Data Challenge Problem - A-R-Smith/data-challenge GitHub Wiki
Contents
- My simple Solution
- Performance Considerations
- Possible Improvements
- Unit Tests
- Distributed Solution
Simple Solution
Usually when tackling a large data problem (or any programming problem really) I write the easiest naïve solution first. The algorithm is to have a sliding window of varying length that iterates through all strings in the files looking for matches. The count of matches for this string are then added to a map with the string itself as the string.
The performance for this solution is bad. From the sheer combinatorics of how many possible strings can be contained in a file, the map of strings/counts is orders of magnitude larger than the file itself. In order to just to get past memory errors I made this assumption:
- Strings no longer than 40 characters
- Throw out non-printable characters
This algorithm takes 30 seconds to run per file on my hardware and takes about .4 GB of memory per file.
Possible improvements:
- Culling strings that are not close to being in top 10000.
- Make more assumptions about data (i.e eliminate whitespace and control characters, try to tokenize the data into smaller strings)
- Writing the map to disc to save memory
- Take another look at the Untar/Encoding
- Use TreeMap instead
- Figure out how to eliminate substrings of strings
- Look into other possible algorithms
- Knuth–Morris–Pratt algorithm (https://en.wikipedia.org/wiki/Knuth%E2%80%93Morris%E2%80%93Pratt_algorithm)
- EPMA: Efficient pattern matching algorithm (https://www.sciencedirect.com/science/article/pii/S0957417417301811)
OR.... we can throw more hardware at it.
Distributed Solution
This problem is a variation of the classic Map-Reduce Word Count problem that every hadoop beginner does.

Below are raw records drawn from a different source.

PR #2321, opened 2025-02-28
resolved recently created clients fail to open issue

ufuomaisaac:
Fixes - [Jira-#Issue_Number](https://mifosforge.jira.com/browse/MIFOSAC-307)

recently creates clients fail to open issue was resolved

### DIFF
--- a/feature/client/src/main/AndroidManifest.xml
+++ b/feature/client/src/main/AndroidManifest.xml
@@ -15,7 +15,7 @@
     <application>
         <provider
             android:name="androidx.core.content.FileProvider"
-            android:authorities="${applicationId}.provider"
+            android:authorities="com.mifos.mifosxdroid.provider"
             android:exported="false"
             android:grantUriPermissions="true">
             <meta-data
--- a/feature/client/src/main/java/com/mifos/feature/client/clientDetails/ui/ClientDetailsScreen.kt
+++ b/feature/client/src/main/java/com/mifos/feature/client/clientDetails/ui/ClientDetailsScreen.kt
@@ -90,7 +90,6 @@ import androidx.compose.ui.window.DialogProperties
 import androidx.core.content.FileProvider
 import androidx.hilt.navigation.compose.hiltViewModel
 import androidx.lifecycle.compose.collectAsStateWithLifecycle
-import androidx.test.core.app.ApplicationProvider.getApplicationContext
 import coil.compose.AsyncImage
 import com.google.accompanist.permissions.ExperimentalPermissionsApi
 import com.google.accompanist.permissions.isGranted
--- a/feature/client/src/main/java/com/mifos/feature/client/clientDetails/ui/ClientDetailsScreen.kt
+++ b/feature/client/src/main/java/com/mifos/feature/client/clientDetails/ui/ClientDetailsScreen.kt
@@ -90,6 +90,7 @@ import androidx.compose.ui.window.DialogProperties
 import androidx.core.content.FileProvider
 import androidx.hilt.navigation.compose.hiltViewModel
 import androidx.lifecycle.compose.collectAsStateWithLifecycle
+import androidx.test.core.app.ApplicationProvider.getApplicationContext
 import coil.compose.AsyncImage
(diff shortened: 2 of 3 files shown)


ufuomaisaac:
The is the PR for "recently created clients fail to open" issue

feature/client/src/main/AndroidManifest.xml
```diff
@@ -15,7 +15,7 @@
     <application>
         <provider
             android:name="androidx.core.content.FileProvider"
-            android:authorities="${applicationId}.provider"
+            android:authorities="com.mifos.mifosxdroid.provider"
```
niyajali, line 18: We have configured multiple flavors in our app, such as demo and prod. If we define the package name statically, it will cause platform clashes, making it impossible to install both applications simultaneously. 

And I don't think by changing this it does resolve the issue as indicated in the PR title.

niyajali (changes requested):

niyajali:
@ufuomaisaac Hi, thank you for your efforts. We have completely moved our issue tracking to Jira. Please consider creating a ticket there, similar to how it's done on GitHub, and proceed with your work. You can find the link in the project's README. And join our daily standup for more development update if you haven't joined yet.

niyajali:
There are no issues with the **application configuration files, such as the manifest, ProGuard, R8, or project settings**. All issues are related to the **feature or core** modules, so please focus on working with or modifying those files. Avoid making changes to the configuration files, as these are production apps. If any changes to these files inadvertently violate Play Store policies, we would need to fix them again, which could disrupt the release process.

feature/client/src/main/AndroidManifest.xml
ufuomaisaac: That actually resolved the issue as there was no reference to application id upon clicking it
The error that was resolved was "Couldn't find meta-data for provider with authority com.mifos.mifosxdroid.provider"

If we want to make it dynamic, then application.id has to be declared somewhere in the project.

Could you please advise where the application ID should be defined to make it dynamic?

ufuomaisaac: That actually resolved the issue as there was no reference to application id upon clicking it
The error that was resolved was "Couldn't find meta-data for provider with authority com.mifos.mifosxdroid.provider"

Alright, I will try and focus on resolving the issue within the feature module without making changes to the manifest.
Thank you for your response

niyajali: It sounds like we need to update the package name in the specific function or module where we're handling file-saving functionality. The issue might arise because the package name or cache directory we've defined doesn't match the current flavor or version of the installed app. To resolve this, we should ensure the package name and cache directory to aligns with the app's current configuration.

maybe the issue is in these files not in manifest - https://github.com/openMF/android-client/blob/1bc8f49747d48550e515d30e75c373c93e5dfa49/feature/client/src/main/java/com/mifos/feature/client/createNewClient/CreateNewClientScreen.kt#L300

or here - https://github.com/openMF/android-client/blob/1bc8f49747d48550e515d30e75c373c93e5dfa49/feature/client/src/main/java/com/mifos/feature/client/createNewClient/CreateNewClientScreen.kt#L932

```
private fun Context.createTempImageFile(): File {
    val timeStamp = SimpleDateFormat("yyyyMMdd_HHmmss", Locale.getDefault()).format(Date())
    val imageFileName = "JPEG_${timeStamp}_"
    val storageDir = externalCacheDir ?: cacheDir
    return File.createTempFile(
        imageFileName,
        ".png",
        storageDir
    )
}
```

or updating file_provider or checking the path name might solve this issue here - https://github.com/openMF/android-client/blob/1bc8f49747d48550e515d30e75c373c93e5dfa49/feature/client/src/main/res/xml/feature_client_path_provider.xml

update with existing
```
    <external-cache-path name="external_cache" path="." />
    <cache-path name="internal_cache" path="." />
```

ufuomaisaac: Alright, I will look into that.
Thank you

We will use my simple solution as the example.
The Mappers will split the files/lines and run the algorithm finding the string counts for each. The Reducers will combine all the maps into a single map with 10000 keys.
On average my algorithm uses .4 gb memory per file and takes 30 seconds. That means to calculate the answer of all 100k files in 30secs we need 40k gb ram. (This is not taking into account the CPUs needed)
If we ran the map-reduce on m4.4xlarge (16 cpus, 64 gb ram) we would need 625 machines to run the query in 30s. At $0.8 per hour, this would cost $4.17.